China announced a new trade-weighted exchange index Dec. 11 that values the yuan against a collection of other currencies. The move made official what had originally been announced in July 2005. At that time, China's central government — after leaving the U.S. dollar-to-yuan fixed exchange rate — had stated that official government policy would begin following a basket of currencies to set the benchmark rate, though the dollar remained the largest component of the basket.

What the Chinese government did not announce, however, is exactly which currencies would constitute that basket or how much weight each would receive. In fact, China withheld this information for a full decade, up until recently, when the currency exchange rate showed strong signs of currency appreciation. Beijing has now finally provided a full list of the currencies against which it has been setting the value of the yuan for 10 years.

But what does this year's disclosure mean?

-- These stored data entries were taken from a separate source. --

Issue #108, opened 2016-11-27
Add unit tests for AddCommand class


damithc:
as per title

PierceAndy:
Issue closed by #118.

PR #43, opened 2016-08-30
Name regex doesn't match hyphen, dots and quote #41

okkhoy:
Fixes #41

PR #118, opened 2016-12-08
Add unit tests for AddCommand class #108

Neurrone:
Ready for review.

### DIFF
--- a/src/seedu/addressbook/data/person/Address.java
+++ b/src/seedu/addressbook/data/person/Address.java
@@ -21,11 +21,12 @@ public class Address {
      * @throws IllegalValueException if given address string is invalid.
      */
     public Address(String address, boolean isPrivate) throws IllegalValueException {
+        String trimmedAddress = address.trim();
         this.isPrivate = isPrivate;
-        if (!isValidAddress(address)) {
+        if (!isValidAddress(trimmedAddress)) {
             throw new IllegalValueException(MESSAGE_ADDRESS_CONSTRAINTS);
         }
-        this.value = address;
+        this.value = trimmedAddress;
     }
 
     /**
--- a/src/seedu/addressbook/data/person/Name.java
+++ b/src/seedu/addressbook/data/person/Name.java
@@ -12,7 +12,7 @@ import java.util.List;
 public class Name {
 
     public static final String EXAMPLE = "John Doe";
-    public static final String MESSAGE_NAME_CONSTRAINTS = "Person names should be spaces or alphabetic characters";
+    public static final String MESSAGE_NAME_CONSTRAINTS = "Names should consist of letters, spaces, numbers, ', - or .";
     public static final String NAME_VALIDATION_REGEX = "^[\\p{L}0-9 .'-]+$";  
     // In the above:
     // \\p{L} matches any unicode letter (like German name with accents)
--- a/test/java/seedu/addressbook/commands/AddCommandTest.java
+++ b/test/java/seedu/addressbook/commands/AddCommandTest.java
@@ -101,7 +101,7 @@ public class AddCommandTest {
                 Address.EXAMPLE, true, EMPTY_STRING_LIST);
         ReadOnlyPerson p = command.getPerson();
 
-        // todo: add comparison of tags to person.equals and equality methods to
+        // TODO: add comparison of tags to person.equals and equality methods to
         // individual fields that compare privacy to simplify this
         assertEquals(Name.EXAMPLE, p.getName().fullName);
         assertEquals(Phone.EXAMPLE, p.getPhone().value);
--- a/test/java/seedu/addressbook/commands/AddCommandTest.java
+++ b/test/java/seedu/addressbook/commands/AddCommandTest.java
@@ -1,0 +1,147 @@
+package seedu.addressbook.commands;
+
+import static org.junit.Assert.assertEquals;
+import static org.junit.Assert.assertFalse;
+import static org.junit.Assert.assertTrue;
+import static org.junit.Assert.fail;
+
+import java.util.Arrays;
+import java.util.Collections;
+import java.util.HashSet;
+import java.util.List;
+import java.util.Set;
+
+import org.junit.Test;
+
+import seedu.addressbook.data.AddressBook;
+import seedu.addressbook.data.exception.IllegalValueException;
+import seedu.addressbook.data.person.Address;
+import seedu.addressbook.data.person.Email;
+import seedu.addressbook.data.person.Name;
+import seedu.addressbook.data.person.Person;
+import seedu.addressbook.data.person.Phone;
+import seedu.addressbook.data.person.ReadOnlyPerson;
+import seedu.addressbook.data.person.UniquePersonList;
+import seedu.addressbook.util.TestUtil;
+
+public class AddCommandTest {
+    private static final List<ReadOnlyPerson> EMPTY_PERSON_LIST = Collections.emptyList();
+    private static final Set<String> EMPTY_STRING_LIST = Collections.emptySet();
+
+    @Test
+    public void addCommand_invalidName_throwsException() {
+        final String[] invalidNames = { "", " ", "[]\\[;]" };
+        for (String name : invalidNames) {
+            assertConstructingInvalidAddCmdThrowsException(name, Phone.EXAMPLE, true, Email.EXAMPLE, false,
+                    Address.EXAMPLE, true, EMPTY_STRING_LIST);
+        }
+    }
+
+    @Test
+    public void addCommand_invalidPhone_throws() {
+        final String[] invalidNumbers = { "", " ", "1234-5678", "[]\\[;]", "abc", "a123", "+651234" };
+        for (String number : invalidNumbers) {
+            assertConstructingInvalidAddCmdThrowsException(Name.EXAMPLE, number, false, Email.EXAMPLE, true,
+                    Address.EXAMPLE, false, EMPTY_STRING_LIST);
+        }
+    }
+
+    @Test
+    public void addCommand_invalidEmail_throws() {
+        final String[] invalidEmails = { "", " ", "def.com", "@", "@def", "@def.com", "abc@",
+                "@invalid@email", "invalid@email!", "!invalid@email" };
+        for (String email : invalidEmails) {
+            assertConstructingInvalidAddCmdThrowsException(Name.EXAMPLE, Phone.EXAMPLE, false, email, false,
+                    Address.EXAMPLE, false, EMPTY_STRING_LIST);
+        }
+    }
+
+    @Test
+    public void addCommand_invalidAddress_throws() {
+        final String[] invalidAddresses = { "", " " };
+        for (String address : invalidAddresses) {
+            assertConstructingInvalidAddCmdThrowsException(Name.EXAMPLE, Phone.EXAMPLE, true, Email.EXAMPLE,
+                    true, address, true, EMPTY_STRING_LIST);
+        }
+    }
+
+    @Test
+    public void addCommand_invalidTags_throws() {
+        final String[][] invalidTags = { { "" }, { " " }, { "'" }, { "[]\\[;]" }, { "validTag", "" },
+                { "", " " } };
+        for (String[] tags : invalidTags) {
+            Set<String> tagsToAdd = new HashSet<>(Arrays.asList(tags));
+            assertConstructingInvalidAddCmdThrowsException(Name.EXAMPLE, Phone.EXAMPLE, true, Email.EXAMPLE,
+                    true, Address.EXAMPLE, false, tagsToAdd);
+        }
+    }
+
+    /**
+     * Asserts that attempting to construct an add command with the supplied
+     * invalid data throws an IllegalValueException
+     */
+    private void assertConstructingInvalidAddCmdThrowsException(String name, String phone,
+            boolean isPhonePrivate, String email, boolean isEmailPrivate, String address,
+            boolean isAddressPrivate, Set<String> tags) {
+        try {
+            new AddCommand(name, phone, isPhonePrivate, email, isEmailPrivate, address, isAddressPrivate,
+                    tags);
+        } catch (IllegalValueException e) {
+            return;
+        }
+        String error = String.format(
+                "An add command was successfully constructed with invalid input: %s %s %s %s %s %s %s %s",
+                name, phone, isPhonePrivate, email, isEmailPrivate, address, isAddressPrivate, tags);
+        fail(error);
+    }
+
+    @Test
+    public void addCommand_validData_correctlyConstructed() throws Exception {
+        AddCommand command = new AddCommand(Name.EXAMPLE, Phone.EXAMPLE, true, Email.EXAMPLE, false,
+                Address.EXAMPLE, true, EMPTY_STRING_LIST);
+        ReadOnlyPerson p = command.getPerson();
+
+        // todo: add comparison of tags to person.equals and equality methods to
+        // individual fields that compare privacy to simplify this
+        assertEquals(Name.EXAMPLE, p.getName().fullName);
+        assertEquals(Phone.EXAMPLE, p.getPhone().value);
+        assertTrue(p.getPhone().isPrivate());
+        assertEquals(Email.EXAMPLE, p.getEmail().value);
+        assertFalse(p.getEmail().isPrivate());
+        assertEquals(Address.EXAMPLE, p.getAddress().value);
+        assertTrue(p.getAddress().isPrivate());
+        boolean isTagListEmpty = !p.getTags().iterator().hasNext();
+        assertTrue(isTagListEmpty);
+    }
+
+    @Test
+    public void addCommand_emptyAddressBook_addressBookContainsPerson() {
+        Person p = TestUtil.generateTestPerson();
+        AddCommand command = new AddCommand(p);
+        AddressBook book = new AddressBook();
+        command.setData(book, EMPTY_PERSON_LIST);
+        CommandResult result = command.execute();
+        UniquePersonList people = book.getAllPersons();
+
+        assertTrue(people.contains(p));
+        assertEquals(1, people.immutableListView().size());
+        assertFalse(result.getRelevantPersons().isPresent());
+        assertEquals(String.format(AddCommand.MESSAGE_SUCCESS, p), result.feedbackToUser);
+    }
+
+    @Test
+    public void addCommand_addressBookAlreadyContainsPerson_addressBookUnmodified() throws Exception {
+        Person p = TestUtil.generateTestPerson();
+        AddressBook book = new AddressBook();
+        book.addPerson(p);
+        AddCommand command = new AddCommand(p);
+        command.setData(book, EMPTY_PERSON_LIST);
+        CommandResult result = command.execute();
+
+        assertFalse(result.getRelevantPersons().isPresent());
+        assertEquals(AddCommand.MESSAGE_DUPLICATE_PERSON, result.feedbackToUser);
+        UniquePersonList people = book.getAllPersons();
+        assertTrue(people.contains(p));
+        assertEquals(1, people.immutableListView().size());
+    }
+}
--- a/test/java/seedu/addressbook/commands/AddCommandTest.java
+++ b/test/java/seedu/addressbook/commands/AddCommandTest.java
@@ -38,7 +38,7 @@ public class AddCommandTest {
     }
 
     @Test
-    public void addCommand_invalidPhone_throws() {
+    public void addCommand_invalidPhone_throwsException() {
         final String[] invalidNumbers = { "", " ", "1234-5678", "[]\\[;]", "abc", "a123", "+651234" };
         for (String number : invalidNumbers) {
             assertConstructingInvalidAddCmdThrowsException(Name.EXAMPLE, number, false, Email.EXAMPLE, true,
@@ -47,7 +47,7 @@ public class AddCommandTest {
     }
 
     @Test
-    public void addCommand_invalidEmail_throws() {
+    public void addCommand_invalidEmail_throwsException() {
         final String[] invalidEmails = { "", " ", "def.com", "@", "@def", "@def.com", "abc@",
                 "@invalid@email", "invalid@email!", "!invalid@email" };
         for (String email : invalidEmails) {
@@ -57,7 +57,7 @@ public class AddCommandTest {
     }
 
     @Test
-    public void addCommand_invalidAddress_throws() {
+    public void addCommand_invalidAddress_throwsException() {
         final String[] invalidAddresses = { "", " " };
         for (String address : invalidAddresses) {
             assertConstructingInvalidAddCmdThrowsException(Name.EXAMPLE, Phone.EXAMPLE, true, Email.EXAMPLE,
@@ -66,7 +66,7 @@ public class AddCommandTest {
     }
 
     @Test
-    public void addCommand_invalidTags_throws() {
+    public void addCommand_invalidTags_throwsException() {
         final String[][] invalidTags = { { "" }, { " " }, { "'" }, { "[]\\[;]" }, { "validTag", "" },
                 { "", " " } };
         for (String[] tags : invalidTags) {
--- a/test/java/seedu/addressbook/util/TestUtil.java
+++ b/test/java/seedu/addressbook/util/TestUtil.java
@@ -1,12 +1,20 @@
 package seedu.addressbook.util;
 
+import static org.junit.Assert.fail;
+
 import java.util.ArrayList;
 import java.util.List;
 
 import seedu.addressbook.data.AddressBook;
+import seedu.addressbook.data.exception.IllegalValueException;
+import seedu.addressbook.data.person.Address;
+import seedu.addressbook.data.person.Email;
+import seedu.addressbook.data.person.Name;
 import seedu.addressbook.data.person.Person;
+import seedu.addressbook.data.person.Phone;
 import seedu.addressbook.data.person.ReadOnlyPerson;
 import seedu.addressbook.data.person.UniquePersonList.DuplicatePersonException;
+import seedu.addressbook.data.tag.UniqueTagList;
 
 public class TestUtil {
     /**
@@ -42,5 +50,14 @@ public class TestUtil {
      */
     public static AddressBook clone(AddressBook addressBook) {
         return new AddressBook(addressBook.getAllPersons(), addressBook.getAllTags());
+    }
+    public static Person generateTestPerson() {
+        try {
+            return new Person(new Name(Name.EXAMPLE), new Phone(Phone.EXAMPLE, false),
+                    new Email(Email.EXAMPLE, true), new Address(Address.EXAMPLE, false), new UniqueTagList());
+        } catch (IllegalValueException e) {
+            fail("test person data should be valid by definition");
+            return null;
+        }
     }
 }


damithc:
@pyokagan can review this one? I tried assigning you as a reviewer, but didn't work (may be a UI bug)

damithc:
@Neurrone I assume you are an SoC student. Have you taken CS2103 yet?

Neurrone:
Oh, just realized I haven't filled out my github profile. Yeah, Dickson here.

test/java/seedu/addressbook/commands/AddCommandTest.java
```diff
@@ -0,0 +1,192 @@
...
+import seedu.addressbook.data.person.UniquePersonList.DuplicatePersonException;
+import seedu.addressbook.data.tag.UniqueTagList;
+
+public class AddCommandTest {
+	private static final List<? extends ReadOnlyPerson> LAST_SHOWN_LIST = Collections.emptyList();
+	
+	/*
+	 * Note how the names of the test methods does not follow the normal naming
+	 * convention. That is because our coding standard allows a different naming
+	 * convention for test methods.
```
pyokagan: Actually, not sure if @damithc will want this comment repeated for every test :-P

Neurrone:
The test failures are caused by "'" being accepted as a valid name, and " " as a valid address. Do we want to test for these conditions?

Will work on fixing.

test/java/seedu/addressbook/commands/AddCommandTest.java
```diff
@@ -0,0 +1,192 @@
...
+		
+		AddCommand cmd = new AddCommand(p);
+		cmd.setData(book, LAST_SHOWN_LIST);
+		CommandResult res = cmd.execute();
+		
+		assertFalse(res.getRelevantPersons().isPresent());
+		assertEquals(res.feedbackToUser, AddCommand.MESSAGE_DUPLICATE_PERSON);
+		UniquePersonList people = book.getAllPersons();
+		assertTrue(people.contains(p));
+		assertTrue(countPeople(people) == 1);
```
Neurrone: ?

test/java/seedu/addressbook/commands/AddCommandTest.java
damithc: @Neurrone can remove this comment. No need to repeat it in every class. In fact, we should move it out of the code and mention it once in a more central location, but that's a separate issue.

test/java/seedu/addressbook/commands/AddCommandTest.java
```diff
@@ -0,0 +1,192 @@
...
+			ConstructingInvalidAddCmdThrows(Name.EXAMPLE, Phone.EXAMPLE, false, Email.EXAMPLE, false, Address.EXAMPLE,
+					false, tagsToAdd);
+		}
+	}
+
+	/**
+	 * Asserts that attempting to construct an add command with the supplied
+	 * invalid data throws an IllegalValueException
+	 */
+	private void ConstructingInvalidAddCmdThrows(String name, String phone, boolean isPhonePrivate, String email,
```
damithc: We usually name this kind of methods with `assert...` to indicate that the method has an assert-like behavior inside it. e.g `assertConstructingInvalidAddCommandThrowsException`

test/java/seedu/addressbook/commands/AddCommandTest.java
```diff
@@ -0,0 +1,192 @@
...
+			boolean isEmailPrivate, String address, boolean isAddressPrivate, Set<String> tags) {
+		try {
+			new AddCommand(name, phone, isPhonePrivate, email, isEmailPrivate, address,
+					isAddressPrivate, tags);
+			final String errorFormatter = new String(
+					"An add command was successfully constructed with invalid input: %s %s %s %s %s %s %s %s");
```
damithc: Yes, I think Codacy flagged this too.

test/java/seedu/addressbook/commands/AddCommandTest.java
```diff
@@ -0,0 +1,192 @@
...
+			assertEquals(p.getEmail().value, Email.EXAMPLE);
+			assertFalse(p.getEmail().isPrivate());
+			assertEquals(p.getAddress().value, Address.EXAMPLE);
+			assertTrue(p.getAddress().isPrivate());
+			boolean isTagListEmpty = !p.getTags().iterator().hasNext();
+			assertTrue(isTagListEmpty);
+		} 
+		catch (IllegalValueException e) {
+			fail("Adding command with valid data failed.");
+		}
```
damithc: I think the try/catch can be omitted. Just let the exception go through (i.e. add a throws clause to the method signature). If the exception happens, it will result in a test failure anyway.

test/java/seedu/addressbook/commands/AddCommandTest.java
pyokagan: Ah, it's just a small nit, but I was wondering if
```java
assertTrue(countPeople(people) == 1);
```
could be expressed as
```java
assertEquals(1, countPeople(people));
```

Neurrone: Got it.

test/java/seedu/addressbook/commands/AddCommandTest.java
pyokagan: @damithc 
> (i.e. add a throws clause to the method signature)

Hmm, would adding a `throws Exception` be okay? Or do you prefer the `throws` clause to be as specific as possible (e.g. `throws IllegalValueException`)

pyokagan: Reason I ask is because during my project when I introduced a new checked exception it was hard work updating all of the `throws` clauses. :-P

pyokagan:
@Neurrone 
> The test failures are caused by "'" being accepted as a valid name, and " " as a valid address. Do we want to test for these conditions?

For `Name` accepting `'`, it seems that it was purposefully introduced in #43 so I guess someone has a use case for that. So maybe we should not test that as an invalid input.

I also noticed that even though the regex was updated in #43 , the `MESSAGE_NAME_CONSTRAINTS` message was not :-P. Perhaps this could be fixed in your PR.

For Address accepting ` `, it seems that the `Address` constructor [does not actually trim its input](https://github.com/se-edu/addressbook-level2/blob/7518552f786121d505f2ae1613901eae745d631e/src/seedu/addressbook/data/person/Address.java#L23-L29), as opposed to the other `Name`, `Phone`, `Email` classes. So yeah, it's behaviour is inconsistent with the other `Person` fields, so perhaps this should be considered a bug that can be fixed in your PR.

test/java/seedu/addressbook/commands/AddCommandTest.java
```diff
@@ -0,0 +1,159 @@
...
+    private static Person generateTestPerson() {
+        try {
+            return new Person(new Name(Name.EXAMPLE), new Phone(Phone.EXAMPLE, false),
+                    new Email(Email.EXAMPLE, true), new Address(Address.EXAMPLE, false), new UniqueTagList());
+        } catch (IllegalValueException e) {
+            fail("test person data should be valid by definition");
+            return null;
+        }
+    }
+}
```
pyokagan: @Neurrone Oh, one small thing -- can add a newline at the end of file? For consistency with the other source files in this repo.

Neurrone:
Oops, the latest commit was an attempted rebase to fix a typo gone wrong. I guess all these individual commits will be squashed into one once done?

pyokagan:
@Neurrone 
> I guess all these individual commits will be squashed into one once done?

Yeah, they will. Still, if you are interested, you can use `git reflog` and `git reset` to undo your botched rebase. (This is just FYI, don't need to do it)

e.g. if your branch name is `108-add-command-unit-tests` you can just run
```
git reflog 108-add-command-unit-tests
```

Git will then show you the history of SHA1s of the head of that branch. You can the just copy the SHA1 you want to reset the branch back to, and then run

```
git reset --hard THE_SHA1
```

Neurrone:
@pyokagan thanks for the tip.

src/seedu/addressbook/data/person/Name.java
```diff
@@ -6,26 +6,28 @@
...
+ * Represents a Person's name in the address book. Guarantees: immutable; is
+ * valid as declared in {@link #isValidName(String)}
  */
 public class Name {
-
+    
     public static final String EXAMPLE = "John Doe";
-    public static final String MESSAGE_NAME_CONSTRAINTS = "Person names should be spaces or alphabetic characters";
-    public static final String NAME_VALIDATION_REGEX = "^[\\p{L}0-9 .'-]+$";  
+    public static final String MESSAGE_NAME_CONSTRAINTS = "Person names should consist of unicode letters, spaces, numbers, ', - or .";
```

On a day-to-day basis, the newly disclosed index will help leaders and markets worldwide gauge how Chinese policymakers might react to changes in currency valuations. Based on the official announcement, Chinese officials will be using the yuan's value as of Dec. 31, 2014, as their benchmark; the extent to which the currency changes in relation to that value will guide their decisions about intervening with the exchange rate.

It also means China can now stop intervening to strengthen an already overvalued currency. With the dollar appreciating against most other currencies, by extension the Chinese yuan should also depreciate if Beijing stops intervening to strengthen it. And China now has completed the requirements to enter the Special Drawing Rights reserve currency basket, the elite club of global reserve currencies acknowledged and managed by the International Monetary Fund. After campaigning for entry by fulfilling the IMF requirements, Beijing can comfortably allow its currency to depreciate reacting to downward market pressures, since the currency had previously been propped up in order to become an internationally recognized reserve currency. Revealing the composition of the currency basket gives China a legitimate reason to stop currency intervention while also letting global financial markets know why.

By telegraphing the composition of the index to the financial markets, China will be better able to manage the buying, selling and holding of the yuan worldwide. It will also be able to slow the rate at which its foreign exchange reserves have been diminishing, largely as a function of its efforts to strengthen the yuan. Apart from the specific fiscal gains China gets from the big reveal, China may also mean this to be a step toward greater credibility on the global market. Other major central banks disclose their benchmark indices as standard practice, and China may simply aim to be numbered among the financial powerhouses.